Like a cat, he bounced to his feet, crouching with Chan Dai's dart gun at his shoulder. A strangely grotesque heap was at his feet—Tom Fuller. Off there in the thinning mist he saw a shadowy figure and he fired at it twice. Whether his darts found their mark he was never to know, for a wall of white swept down suddenly to obscure his vision. Snow! Great massed flakes falling endlessly—the moisture of the mist crystallized and closing in on him to hide him even more safely, than had the mists themselves.

He was on his knees then at Fuller's side. A brilliant flash and a screaming roar over amongst the rocks apprised him of the fact that the guard's dart had gone wide. And yet Fuller was down, moaning with pain. Luke tried to turn him over and found that his body had taken on tremendous weight. He was flattened, crushed to the rocky surface of Vulcan by the full force of its gravity!

"What the devil!" he grunted as he heaved and strained. "What'd they do to you, old man?"
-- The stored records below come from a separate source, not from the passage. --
PR #215, opened 2021-06-01
Tx indexer

NateWilliams2:
Indexes transactions on the scrutinizer.

Store `TxReference`s containing each tx's height, blockHeight, and txIndex. 
Also provides the getTxByHeight api, allowing transactions to be queried by transaction height, not just block/txIndex

### DIFF
--- a/vochain/app.go
+++ b/vochain/app.go
@@ -351,9 +351,7 @@ func (app *BaseApplication) DeliverTx(req abcitypes.RequestDeliverTx) abcitypes.
 			return abcitypes.ResponseDeliverTx{Code: 1, Data: []byte(err.Error())}
 		}
 		for _, e := range app.State.eventListeners {
-			if err := e.OnNewTx(app.Height()+1, app.State.TxCounter()); err != nil {
-				log.Warnf("deliverTx: %v", err)
-			}
+			e.OnNewTx(app.Height()+1, app.State.TxCounter())
 		}
 	} else {
 		return abcitypes.ResponseDeliverTx{Code: 1, Data: []byte(err.Error())}
--- a/vochain/app.go
+++ b/vochain/app.go
@@ -353,7 +353,7 @@ func (app *BaseApplication) DeliverTx(req abcitypes.RequestDeliverTx) abcitypes.
 		for _, e := range app.State.eventListeners {
 			err := e.OnNewTx(app.State.height+1, uint32(app.State.TxCounter()))
 			if err != nil {
-				log.Errorf("DeliverTx: %v", err)
+				log.Errorf("deliverTx: %v", err)
 			}
 		}
 	} else {
--- a/vochain/app.go
+++ b/vochain/app.go
@@ -351,9 +351,8 @@ func (app *BaseApplication) DeliverTx(req abcitypes.RequestDeliverTx) abcitypes.
 			return abcitypes.ResponseDeliverTx{Code: 1, Data: []byte(err.Error())}
 		}
 		for _, e := range app.State.eventListeners {
-			err := e.OnNewTx(app.State.height+1, uint32(app.State.TxCounter()))
-			if err != nil {
-				log.Errorf("deliverTx: %v", err)
+			if err := e.OnNewTx(app.Height()+1, app.State.TxCounter()); err != nil {
+				log.Warnf("deliverTx: %v", err)
 			}
 		}
 	} else {
--- a/vochain/app.go
+++ b/vochain/app.go
@@ -350,6 +350,9 @@ func (app *BaseApplication) DeliverTx(req abcitypes.RequestDeliverTx) abcitypes.
 			log.Debugf("rejected tx: %v", err)
 			return abcitypes.ResponseDeliverTx{Code: 1, Data: []byte(err.Error())}
 		}
+		for _, e := range app.State.eventListeners {
+			e.OnNewTx(uint32(app.State.TxCounter()), app.State.height)
+		}
 	} else {
 		return abcitypes.ResponseDeliverTx{Code: 1, Data: []byte(err.Error())}
 	}
--- a/vochain/app.go
+++ b/vochain/app.go
@@ -351,7 +351,10 @@ func (app *BaseApplication) DeliverTx(req abcitypes.RequestDeliverTx) abcitypes.
 			return abcitypes.ResponseDeliverTx{Code: 1, Data: []byte(err.Error())}
 		}
 		for _, e := range app.State.eventListeners {
-			e.OnNewTx(app.State.height+1, uint32(app.State.TxCounter()))
+			err := e.OnNewTx(app.State.height+1, uint32(app.State.TxCounter()))
+			if err != nil {
+				log.Errorf("DeliverTx: %v", err)
+			}
 		}
 	} else {
 		return abcitypes.ResponseDeliverTx{Code: 1, Data: []byte(err.Error())}
--- a/vochain/app.go
+++ b/vochain/app.go
@@ -351,7 +351,7 @@ func (app *BaseApplication) DeliverTx(req abcitypes.RequestDeliverTx) abcitypes.
 			return abcitypes.ResponseDeliverTx{Code: 1, Data: []byte(err.Error())}
 		}
 		for _, e := range app.State.eventListeners {
-			e.OnNewTx(uint32(app.State.TxCounter()), app.State.height)
+			e.OnNewTx(app.State.height+1, uint32(app.State.TxCounter()))
 		}
 	} else {
 		return abcitypes.ResponseDeliverTx{Code: 1, Data: []byte(err.Error())}
--- a/vochain/censusdownloader/censusdownloader.go
+++ b/vochain/censusdownloader/censusdownloader.go
@@ -81,7 +81,7 @@ func (c *CensusDownloader) OnProcess(pid, eid []byte, censusRoot, censusURI stri
 // NOT USED but required for implementing the interface
 func (c *CensusDownloader) OnCancel(pid []byte, txindex int32)                       {}
 func (c *CensusDownloader) OnVote(v *models.Vote, txindex int32)                     {}
-func (c *CensusDownloader) OnNewTx(blockHeight, txIndex uint32)                      {}
+func (c *CensusDownloader) OnNewTx(blockHeight, txIndex uint32) error                { return nil }
 func (c *CensusDownloader) OnProcessKeys(pid []byte, pub, com string, txindex int32) {}
 func (c *CensusDownloader) OnRevealKeys(pid []byte, priv, rev string, txindex int32) {}
 func (c *CensusDownloader) OnProcessStatusChange(pid []byte,
--- a/vochain/censusdownloader/censusdownloader.go
+++ b/vochain/censusdownloader/censusdownloader.go
@@ -81,7 +81,7 @@ func (c *CensusDownloader) OnProcess(pid, eid []byte, censusRoot, censusURI stri
 // NOT USED but required for implementing the interface
 func (c *CensusDownloader) OnCancel(pid []byte, txindex int32)                       {}
 func (c *CensusDownloader) OnVote(v *models.Vote, txindex int32)                     {}
-func (c *CensusDownloader) OnNewTx(blockHeight uint32, txIndex int32) error          { return nil }
+func (c *CensusDownloader) OnNewTx(blockHeight uint32, txIndex int32)                {}
 func (c *CensusDownloader) OnProcessKeys(pid []byte, pub, com string, txindex int32) {}
 func (c *CensusDownloader) OnRevealKeys(pid []byte, priv, rev string, txindex int32) {}
 func (c *CensusDownloader) OnProcessStatusChange(pid []byte,
--- a/vochain/censusdownloader/censusdownloader.go
+++ b/vochain/censusdownloader/censusdownloader.go
@@ -81,7 +81,7 @@ func (c *CensusDownloader) OnProcess(pid, eid []byte, censusRoot, censusURI stri
 // NOT USED but required for implementing the interface
 func (c *CensusDownloader) OnCancel(pid []byte, txindex int32)                       {}
 func (c *CensusDownloader) OnVote(v *models.Vote, txindex int32)                     {}
-func (c *CensusDownloader) OnNewTx(blockHeight, txIndex uint32) error                { return nil }
+func (c *CensusDownloader) OnNewTx(blockHeight uint32, txIndex int32) error          { return nil }
 func (c *CensusDownloader) OnProcessKeys(pid []byte, pub, com string, txindex int32) {}
 func (c *CensusDownloader) OnRevealKeys(pid []byte, priv, rev string, txindex int32) {}
 func (c *CensusDownloader) OnProcessStatusChange(pid []byte,
--- a/vochain/censusdownloader/censusdownloader.go
+++ b/vochain/censusdownloader/censusdownloader.go
@@ -81,6 +81,7 @@ func (c *CensusDownloader) OnProcess(pid, eid []byte, censusRoot, censusURI stri
 // NOT USED but required for implementing the interface
 func (c *CensusDownloader) OnCancel(pid []byte, txindex int32)                       {}
 func (c *CensusDownloader) OnVote(v *models.Vote, txindex int32)                     {}
+func (c *CensusDownloader) OnNewTx(blockHeight, txIndex uint32)                      {}
 func (c *CensusDownloader) OnProcessKeys(pid []byte, pub, com string, txindex int32) {}
 func (c *CensusDownloader) OnRevealKeys(pid []byte, priv, rev string, txindex int32) {}
 func (c *CensusDownloader) OnProcessStatusChange(pid []byte,
--- a/vochain/scrutinizer/indexertypes/types.go
+++ b/vochain/scrutinizer/indexertypes/types.go
@@ -14,13 +14,13 @@ import (
 
 const (
 	// CountStore_Entities is the key for the entity count db reference
-	CountStore_Entities = 0
+	CountStore_Entities uint8 = 0
 	// CountStore_Processes is the key for the process count db reference
-	CountStore_Processes = 1
+	CountStore_Processes uint8 = 1
 	// CountStore_Envelopes is the key for the envelope count db reference
-	CountStore_Envelopes = 2
+	CountStore_Envelopes uint8 = 2
 	// CountStore_Transactions is the key for the transaction count db reference
-	CountStore_Transactions = 3
+	CountStore_Transactions uint8 = 3
 )
 
 // CountStore holds the count of envelopes, processes, entities, or transactions
--- a/vochain/scrutinizer/indexertypes/types.go
+++ b/vochain/scrutinizer/indexertypes/types.go
@@ -13,10 +13,14 @@ import (
 )
 
 const (
-	Entities     = 0
-	Processes    = 1
-	Envelopes    = 2
-	Transactions = 3
+	// CountStore_Entities is the key for the entity count db reference
+	CountStore_Entities = 0
+	// CountStore_Processes is the key for the process count db reference
+	CountStore_Processes = 1
+	// CountStore_Envelopes is the key for the envelope count db reference
+	CountStore_Envelopes = 2
+	// CountStore_Transactions is the key for the transaction count db reference
+	CountStore_Transactions = 3
 )
 
 // CountStore holds the count of envelopes, processes, entities, or transactions
--- a/vochain/scrutinizer/indexertypes/types.go
+++ b/vochain/scrutinizer/indexertypes/types.go
@@ -13,14 +13,14 @@ import (
 )
 
 const (
-	// CountStore_Entities is the key for the entity count db reference
-	CountStore_Entities uint8 = 0
-	// CountStore_Processes is the key for the process count db reference
-	CountStore_Processes uint8 = 1
-	// CountStore_Envelopes is the key for the envelope count db reference
-	CountStore_Envelopes uint8 = 2
-	// CountStore_Transactions is the key for the transaction count db reference
-	CountStore_Transactions uint8 = 3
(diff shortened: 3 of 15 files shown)


vochain/app.go
```diff
@@ -350,6 +350,12 @@ func (app *BaseApplication) DeliverTx(req abcitypes.RequestDeliverTx) abcitypes.
 			log.Debugf("rejected tx: %v", err)
 			return abcitypes.ResponseDeliverTx{Code: 1, Data: []byte(err.Error())}
 		}
+		for _, e := range app.State.eventListeners {
+			err := e.OnNewTx(app.State.height+1, uint32(app.State.TxCounter()))
```
p4u: use `app.Height()` instead

vochain/app.go
```diff
@@ -350,6 +350,12 @@ func (app *BaseApplication) DeliverTx(req abcitypes.RequestDeliverTx) abcitypes.
...
+			if err != nil {
```
p4u: `if err := e.OnNewTx()...`

vochain/app.go
```diff
@@ -350,6 +350,12 @@ func (app *BaseApplication) DeliverTx(req abcitypes.RequestDeliverTx) abcitypes.
...
+				log.Errorf("deliverTx: %v", err)
```
p4u: I think that should be a `Warnf` since the error is from a eventlistener

vochain/censusdownloader/censusdownloader.go
```diff
@@ -81,6 +81,7 @@ func (c *CensusDownloader) OnProcess(pid, eid []byte, censusRoot, censusURI stri
 // NOT USED but required for implementing the interface
 func (c *CensusDownloader) OnCancel(pid []byte, txindex int32)                       {}
 func (c *CensusDownloader) OnVote(v *models.Vote, txindex int32)                     {}
+func (c *CensusDownloader) OnNewTx(blockHeight, txIndex uint32) error                { return nil }
```
p4u: I think its more consistent to use the same type for all `txIndex`. I think all of them should be uint32 but if you don't want to change so many code (its fine, we can do it afterwars in another commit) just use int32

vochain/scrutinizer/indexertypes/types.go
```diff
@@ -12,6 +12,19 @@ import (
...
+const (
+	Entities     = 0
+	Processes    = 1
+	Envelopes    = 2
+	Transactions = 3
+)
+
+// CountStore holds the count of envelopes, processes, entities, or transactions
+type CountStore struct {
+	Type  int `badgerholdKey:"Type"`
```
p4u: uint8 ?

vochain/scrutinizer/scrutinizer.go
```diff
@@ -97,26 +97,44 @@ func NewScrutinizer(dbPath string, app *vochain.BaseApplication) (*Scrutinizer,
 		return nil, err
 	}
 	startTime := time.Now()
-	envelopes, err := s.db.Count(&indexertypes.VoteReference{}, &badgerhold.Query{})
+
+	txCountStore := new(indexertypes.CountStore)
+	err = s.db.FindOne(txCountStore,
+		badgerhold.Where(badgerhold.Key).Eq(indexertypes.Transactions))
+	if err != nil {
```
p4u, line 103: `if err = s.db...; err != nil {}`

vochain/scrutinizer/transaction.go
```diff
@@ -0,0 +1,38 @@
...
+	txReference := &indexertypes.TxReference{}
+	err := s.db.FindOne(txReference, badgerhold.Where(badgerhold.Key).Eq(height))
+	if err != nil {
+		return nil, fmt.Errorf("tx height %d not found: %v", height, err)
+	}
+	return txReference, nil
+}
+
+// OnNewTx stores the transaction reference in the indexer database
+func (s *Scrutinizer) OnNewTx(blockHeight, txIndex uint32) error {
```
p4u: We cannot store data on OnNewTx since its executed in deliverTx where the block can still be discarted. So you need to queue it and store the data on `Commit` instead

vochain/scrutinizer/transaction.go
```diff
@@ -0,0 +1,38 @@
...
+	txCount := atomic.AddUint64(&s.countTotalTransactions, 1)
+	err := s.db.Insert(txCount, &indexertypes.TxReference{
+		Index:        txCount,
+		BlockHeight:  blockHeight,
+		TxBlockIndex: txIndex,
+	})
+	if err != nil {
```
p4u: `if err := s.db.Insert...`

p4u (changes requested):

p4u:
@mvdan please also review

vochain/scrutinizer/scrutinizer_test.go
```diff
@@ -953,3 +953,28 @@ func TestCountVotes(t *testing.T) {
...
+			qt.Assert(t, err, qt.IsNil)
+		}
+	}
+
+	for i := 0; i < 10; i++ {
+		for j := 0; j < 10; j++ {
+			ref, err := sc.GetTxReference(uint64(i*10 + j + 1))
+			qt.Assert(t, err, qt.IsNil)
+			qt.Assert(t, ref.BlockHeight, qt.CmpEquals(), uint32(i))
+			qt.Assert(t, ref.TxBlockIndex, qt.CmpEquals(), uint32(j))
```
mvdan: you can just use qt.Equals here, since these are just integers.

NateWilliams2:
@p4u I addressed the comments. Pending is to change all tx indexes to uint32

vochain/scrutinizer/indexertypes/types.go
```diff
@@ -12,6 +12,19 @@ import (
 	"go.vocdoni.io/proto/build/go/models"
 )
 
+const (
```
p4u, line 15: These types should have a prefix and also a comment, else its hard to understand how to use them

vochain/scrutinizer/process.go
```diff
@@ -153,20 +153,20 @@ func (s *Scrutinizer) ProcessList(entityID []byte,
 	return procs, err
 }
 
-// ProcessCount return the number of processes indexed
-func (s *Scrutinizer) ProcessCount(entityID []byte) int64 {
+// ProcessCount returns the number of processes indexed
+func (s *Scrutinizer) ProcessCount(entityID []byte) uint64 {
```
p4u, line 156: We should try to unify integer types, I think for ProcessCount() uint32 should mot more than enough

vochain/scrutinizer/scrutinizer.go
```diff
@@ -97,26 +99,40 @@ func NewScrutinizer(dbPath string, app *vochain.BaseApplication) (*Scrutinizer,
...
 	}
 	startTime := time.Now()
-	envelopes, err := s.db.Count(&indexertypes.VoteReference{}, &badgerhold.Query{})
-	if err != nil {
-		return nil, fmt.Errorf("could not count the total envelopes: %w", err)
+
+	txCountStore := new(indexertypes.CountStore)
+	if err = s.db.FindOne(txCountStore,
+		badgerhold.Where(badgerhold.Key).Eq(indexertypes.Transactions)); err != nil {
+		log.Warnf("could not get the transaction count: %v", err)
```
p4u, line 127: If the counters cannot be recovered from the KV, we should calculate them (using badgerhold.Count()) and store

vochain/scrutinizer/scrutinizer.go
```diff
@@ -97,26 +99,40 @@ func NewScrutinizer(dbPath string, app *vochain.BaseApplication) (*Scrutinizer,
...
+		badgerhold.Where(badgerhold.Key).Eq(indexertypes.Processes)); err != nil {
+		log.Warnf("could not get the process count: %v", err)
 	}
+	entityCountStore := new(indexertypes.CountStore)
+	if err = s.db.FindOne(entityCountStore,
+		badgerhold.Where(badgerhold.Key).Eq(indexertypes.Entities)); err != nil {
+		log.Warnf("could not get the entity count: %v", err)
+	}
+
+	s.countTotalTransactions = txCountStore.Count
```
p4u: Since now we have the counters stored on the persistent KV, I don't think its worth to keep these in-memory caches.

vochain/scrutinizer/scrutinizer.go
```diff
@@ -238,6 +254,16 @@ func (s *Scrutinizer) Commit(height uint32) error {
 		}
 	}
 
+	// Index new transactions
+	for _, tx := range s.newTxPool {
```
p4u: It would be great if we can run this async, but we should be sure that the code is safe. Also I think we should abstract this code in a function (and just call something like `go updateTxIndex(s.newTxPool)`)

p4u (changes requested):

vochain/scrutinizer/process.go
NateWilliams2: should I change the CountStore Count type to be uint32? This would include processes, entitites, envelopes, txs

vochain/scrutinizer/scrutinizer.go
NateWilliams2: Are you proposing to have a db transaction every time we want to access or update these values, i.e. every block?

vochain/scrutinizer/scrutinizer.go
NateWilliams2: I've updated the code to run async, and I've also tested it with the race flag a few times without any races.

NateWilliams2: This update actually was causing many database transaction conflicts. Rather than handling them only for this case, I submitted https://github.com/vocdoni/vocdoni-node/pull/216 which handles transaction conflicts for most update functions. I've rebased this branch on that branch locally and verified that it fixes the problem.

The other issue with running this async is that there's no guarantee that txs will all be indexed after commit is called. For testing, this requires adding a time delay after calling Commit().

vochain/scrutinizer/process.go
p4u: You already changed it from int64 to uint64, no?

vochain/scrutinizer/process.go
```diff
@@ -266,8 +273,15 @@ func (s *Scrutinizer) newEmptyProcess(pid []byte) error {
 	}
 	s.addVoteLock.Unlock()
 
-	// Increment the total process count cache
-	atomic.AddInt64(&s.countTotalProcesses, 1)
+	// Increment the total process count storage
+	s.db.UpdateMatching(&indexertypes.CountStore{}, badgerhold.Where(badgerhold.Key).Eq(indexertypes.CountStore_Processes), func(record interface{}) error {
```
p4u: break lines

vochain/scrutinizer/scrutinizer.go
```diff
@@ -97,33 +94,91 @@ func NewScrutinizer(dbPath string, app *vochain.BaseApplication) (*Scrutinizer,
...
+				log.Warnf("could not store envelope count: %v", err)
+			}
+		}
+	}
+	processCountStore := new(indexertypes.CountStore)
+	if err = s.db.Get(indexertypes.CountStore_Processes, processCountStore); err != nil {
+		log.Warnf("could not get the process count: %v", err)
+		count, err := s.db.Count(&indexertypes.Process{}, &badgerhold.Query{})
+		if err != nil {
+			log.Warnf("could not count total processes: %v", err)
```
p4u: That should either return an error or end up in a Fatal

p4u (changes requested):

vochain/scrutinizer/scrutinizer.go
p4u: Why do we have transaction conflicts here? I don't get it. We running the Inserts sync (not in parallel), so there should not be transaction conflicts.

NateWilliams2: The conflict is actually on storing the transaction count. There aren't conflicts within each indexNewTxs call, but there could be multiple calls to this method running at the same time (ie. block 200 has 25 transactions and is indexing them asynchronously, then block 201 has only 1 transaction and indexes it much faster,  catching up with the previous call to indexNewTxs). The conflicts actually stop if I test and only update the txCount if there are txs in the block (rather than updating the txCount from x to x). We should do this anyways to avoid making unnecessary transactions, but the point is a race between transactions is possible here.

NateWilliams2: This is also fixed by adding a mutex within this method, so only one block's transactions will be indexed at once

vochain/scrutinizer/process.go
NateWilliams2: yes, for processes. But now processes, entities, envelopes, and tx counts will all share the same type- CountStore. Do we want those all to be uint32?

vochain/scrutinizer/indexertypes/types.go
```diff
@@ -12,6 +12,23 @@ import (
...
+	// CountStore_Entities is the key for the entity count db reference
+	CountStore_Entities uint8 = 0
```
p4u: Use camel case please

vochain/scrutinizer/process.go
p4u: Better not make changes not related with this commit, so lets just change the minimum values. However uint32 makes sense in my opinion here

vochain/scrutinizer/process.go
```diff
@@ -198,8 +201,12 @@ func (s *Scrutinizer) EntityProcessCount(entityId []byte) (uint32, error) {
 }
 
 // EntityCount return the number of entities indexed by the scrutinizer
-func (s *Scrutinizer) EntityCount() int64 {
-	return atomic.LoadInt64(&s.countTotalEntities)
+func (s *Scrutinizer) EntityCount() uint64 {
+	entityCountStore := &indexertypes.CountStore{}
+	if err := s.db.Get(indexertypes.CountStore_Entities, entityCountStore); err != nil {
+		log.Warnf("could not get the process count: %v", err)
```
p4u: This should return 0

vochain/scrutinizer/scrutinizer.go
```diff
@@ -97,33 +96,90 @@ func NewScrutinizer(dbPath string, app *vochain.BaseApplication) (*Scrutinizer,
...
+// retrieveCounts returns a count for txs, envelopes, processes, and entities, in that order.
+// If no CountStore model is stored for the type, it counts all db entries of that type.
+func (s *Scrutinizer) retrieveCounts() (*indexertypes.CountStore,
+	*indexertypes.CountStore, *indexertypes.CountStore, *indexertypes.CountStore) {
+	var err error
+	txCountStore := new(indexertypes.CountStore)
+	if err = s.db.Get(indexertypes.CountStore_Transactions, txCountStore); err != nil {
+		log.Warnf("could not get the transaction count: %v", err)
+		count, err := s.db.Count(&indexertypes.TxReference{}, &badgerhold.Query{})
+		if err != nil {
```
p4u, line 129: This method should return an Error and instead of printing it and keep the execution we should return the error (and stop execution).

vochain/scrutinizer/scrutinizer.go
```diff
@@ -97,33 +96,90 @@ func NewScrutinizer(dbPath string, app *vochain.BaseApplication) (*Scrutinizer,
...
+			log.Warnf("could not count total transactions: %v", err)
+		} else {
```
p4u: No need for this else, instead we should check if the error is of type "key Not Found" (else return the error and stop the execution).

vochain/scrutinizer/scrutinizer.go
```diff
@@ -271,11 +330,18 @@ func (s *Scrutinizer) Commit(height uint32) error {
...
 		})
 		wg.Wait()
-		s.indexTxLock.Unlock()
+		s.voteTxLock.Unlock()
 		log.Infof("indexed %d new envelopes, took %s",
 			len(s.voteIndexPool), time.Since(startTime))
-		// Add the envelopes to the countTotalEnvelopes var
-		atomic.AddUint64(&s.countTotalEnvelopes, uint64(len(s.voteIndexPool)))
+		envelopeCount := &indexertypes.CountStore{}
+		if err := s.db.Get(indexertypes.CountStore_Envelopes, envelopeCount); err != nil {
```
p4u: Cannot we assume this index exist already (was created by scrutinizer initialization) and avoid doing two db operations here?

vochain/scrutinizer/vote.go
```diff
@@ -218,7 +218,11 @@ func (s *Scrutinizer) GetEnvelopeHeight(processID []byte) (uint64, error) {
 	defer func() { log.Debugf("GetEnvelopeHeight took %s", time.Since(startTime)) }()
 	if len(processID) == 0 {
 		// If no processID is provided, count all envelopes
-		return atomic.LoadUint64(&s.countTotalEnvelopes), nil
+		envelopeCountStore := &indexertypes.CountStore{}
+		if err := s.db.Get(indexertypes.CountStore_Envelopes, envelopeCountStore); err != nil {
+			return envelopeCountStore.Count, err
```
p4u: If error return 0 not the value

p4u (changes requested):

vochain/scrutinizer/scrutinizer.go
NateWilliams2: You mean by using updateMatching instead?

p4u: Yes

vochain/scrutinizer/indexertypes/types.go
```diff
@@ -12,6 +12,23 @@ import (
 	"go.vocdoni.io/proto/build/go/models"
 )
 
+const (
+	// CountStoreEntities is the key for the entity count db reference
```
p4u, line 16: Use `iota`

vochain/scrutinizer/process.go
```diff
@@ -153,20 +152,24 @@ func (s *Scrutinizer) ProcessList(entityID []byte,
...
 	defer func() { log.Debugf("ProcessCount took %s", time.Since(startTime)) }()
 	var c uint32
 	var err error
 	if len(entityID) == 0 {
-		// If no entity ID, return the cached count of all processes
-		return atomic.LoadInt64(&s.countTotalProcesses)
+		// If no entity ID, return the stored count of all processes
+		processCountStore := &indexertypes.CountStore{}
+		if err = s.db.Get(indexertypes.CountStoreProcesses, processCountStore); err != nil {
+			log.Warnf("could not get the process count: %v", err)
```
p4u: That should be an `Error()` since its something that should never happen (actually it should be a Panic() but in general we are not making the components Panic)

vochain/scrutinizer/scrutinizer.go
```diff
@@ -97,33 +98,109 @@ func NewScrutinizer(dbPath string, app *vochain.BaseApplication) (*Scrutinizer,
...
 	s.App.State.AddEventListener(s)
 	s.envelopeHeightCache = lru.New(countEnvelopeCacheSize)
 	s.resultsCache = lru.New(resultsCacheSize)
 	return s, nil
 }
 
+// retrieveCounts returns a count for txs, envelopes, processes, and entities, in that order.
+// If no CountStore model is stored for the type, it counts all db entries of that type.
+func (s *Scrutinizer) retrieveCounts() (*indexertypes.CountStore,
+	*indexertypes.CountStore, *indexertypes.CountStore, *indexertypes.CountStore, error) {
```
p4u: Wouldn't it make more sense to return a `map[uint8]uint64` ?

vochain/scrutinizer/scrutinizer.go
```diff
@@ -97,33 +98,109 @@ func NewScrutinizer(dbPath string, app *vochain.BaseApplication) (*Scrutinizer,
...
+		txCountStore.Type = indexertypes.CountStoreTransactions
+		if err := s.db.Upsert(txCountStore.Type, txCountStore); err != nil {
+			return nil, nil, nil, nil, fmt.Errorf("could not store transaction count: %v", err)
+		}
+	}
+	envelopeCountStore := new(indexertypes.CountStore)
+	if err = s.db.Get(indexertypes.CountStoreEnvelopes, envelopeCountStore); err != nil {
+		log.Warnf("could not get the envelope count: %v", err)
+		count, err := s.db.Count(&indexertypes.VoteReference{}, &badgerhold.Query{})
+		if err != nil {
```
p4u: count is 0 in case of error (zero-value for uint64) so you can simplify this logic:

```if err != nil &&  err != badger.ErrKeyNotFound { return .... }```

Comment (p4u) [reply vochain/scrutinizer/scrutinizer.go]: Same on all cases.

File: vochain/scrutinizer/transaction.go [hunk 27]
```diff
@@ -0,0 +1,61 @@
...
+	s.newTxPool = append(s.newTxPool, &indexertypes.TxReference{
+		BlockHeight:  blockHeight,
+		TxBlockIndex: txIndex,
+	})
+}
+
+// indexNewTxs indexes the txs pending in the newTxPool and updates the transaction count
+// this function should only be called within Commit(), on a new block.
+func (s *Scrutinizer) indexNewTxs(txList []*indexertypes.TxReference) {
+	if len(txList) > 0 {
```
p4u: `if len(txList) == 0 { return }`

vochain/scrutinizer/transaction.go
```diff
@@ -0,0 +1,61 @@
...
+		s.txIndexLock.Lock()
```
p4u: use defer for Unlock()

vochain/scrutinizer/transaction.go
```diff
@@ -0,0 +1,61 @@
...
+		txCount := &indexertypes.CountStore{}
+		if err := s.db.Get(indexertypes.CountStoreTransactions, txCount); err != nil {
+			log.Errorf("could not get tx count: %v", err)
```
p4u: Are we sure we want to keep the execution in case of error??

Please review all this cases of your PR, either "return" or "continue" or something is required if a query returns an error.

p4u (changes requested):

NateWilliams2:
addressed most recent comments @p4u

p4u (approved):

With great effort he succeeded in turning the scientist face up. Then he saw what had happened, and knew in a flash that Fuller had saved him from the singing dart whose energy was making a sizzling puddle of the stones where it had landed. The missile, in passing, had carried away the belt and part of the fabric of Tom's garment—carried away the capsule and the radium that energized it. Made the thing worse than useless. And Fuller had done this for him; he had flung himself upon Luke to shove him out of the line of fire ... risking his own life gladly ... lucky the deadly dart had missed his body, but....


"

You go on, Fenton," the scientist was whispering through lips that were blue and stiff. "Leave me here. I'm licked. But you can carry on the work; go to my friends and tell them—everything. Tell them what you saw back there—tell them——"

"Shut up!" Luke's words were softly growled. There was a new and utterly unaccountable huskiness in his voice as he straddled the prone body and locked his strong fingers underneath. "You ain't gonna be left behind," he grunted. "We're goin' on, brother, together."

His back straightened and Fuller was swung clear of the ground. His huge biceps tensed and the scrawny scientist was in the air, up and above the bowed head, then let down gently to rest across the broad shoulders of Luke Fenton. Fuller hung there, bent double by the immense weight of him, crushed to painful contact with the taut muscles that carried the strain.

On Earth, Fuller might have tipped the scales at a scant one hundred and thirty pounds; now his sagging body was a load in excess of seven hundredweight. With that load upon him, and glorying in the effort it cost, Luke staggered on toward the triple red glow, which, even in the blinding whiteness of the snowfall, marked the location of the columns of fire.